Согласно марксисткой доктрине, Российская империя менее всего подходила для смены общественно-экономической формации, т.к. численность промышленного пролетариата в структуре населения составляла ничтожную долю, а сама буржуазия пребывала в статусе «третьего сословия». Успех марксистского путча состоял в том, что русское общество после Смутного времени не обнаруживало серьезной опасности для своей государственности внутри страны и, тем более, в своих столицах: Пугачевский бунт, как и восстание декабристов, были изначально обречены на провал. Опасности для русского общества обычно возникали на дальних окраинах необъятной страны: на Кавказе, в Польше, в Крыму, на Дальнем Востоке. Но и эти опасности были чреваты лишь отпадением от империи незначительной части территории. Что же касается вторжения наполеоновских армий, то в его полном разгроме сомневались лишь редкие пессимисты. Поэтому политический переворот в обеих столицах, осуществленный группой смутьянов, оказался большой неожиданностью для общества. Если воинские подразделения в европейских странах находились на расстоянии в несколько сот километров от городов, в которых марксисты захватили власть, то дееспособным русским полкам и дивизиям следовало преодолеть тысячекилометровые пространства, чтобы обуздать революционеров. Еще большей неожиданностью для общества стал жуткий террор, к которому прибегли путчисты. В спешке покидая свои дома, петербуржцы и москвичи не сомневались, что большевики будут разогнаны, стоит только нескольким воинским подразделениям добраться с фронта до столиц. Но ни одна воинская часть до столиц так и не дошла. Большевики щедро обещали солдатам мир во всем мире, крестьянам – землю, рабочим всю власть в управлении заводами и фабриками, и всех активно призывали грабить имущество так называемых эксплуататорских классов. Классовая борьба достаточно сплоченной партии большевиков, в сочетании с разнузданием страстей среди социальных низов, всемерно поощряемых новыми властями, обусловили страшный погром, активистами которого выступили дезертиры с фронтов мировой войны, местечковые евреи, абреки с кавказских гор, латышские стрелки, уголовники, выпущенные из тюрем, а также представители «городского дна» – вся эта публика была объединена общим названием «гегемон». Название импонировало погромщикам.

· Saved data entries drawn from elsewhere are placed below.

PR #238, opened 2017-02-15
Exclude el-api and interceptor-api from cdi-api

psiroky:
We should generally be using the JBoss Spec Jars. These excluded
deps does not seem to be needed, so there is no replacement
for those at this point.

Будучи проявлением больного западного сознания, марксизм проник в русское общество, как вредоносная инфекция в молодой организм, которая вряд ли бы развилась в смертельный недуг, не случись изнурительной войны. Великая нация стала стремительно превращаться в массу, а масса в месиво, преимущественно багровых тонов. Примечательно, что бациллоноситель другой европейской хвори – национал-социализма, в своей известной книге «Майн кампф» охарактеризовал иудео-большевистскую идеологию, утвердившуюся в советской России, как «раковую опухоль». Сам нацизм также вскоре получит неутешительный диагноз – «коричневая чума». Естественно, что больные общества себя таковыми не считали, охотно изъявляли готовность поделиться своей скверной с соседними народами, а тех, кто отворачивался от них, относили к «махровым реакционерам» или «дегенератам».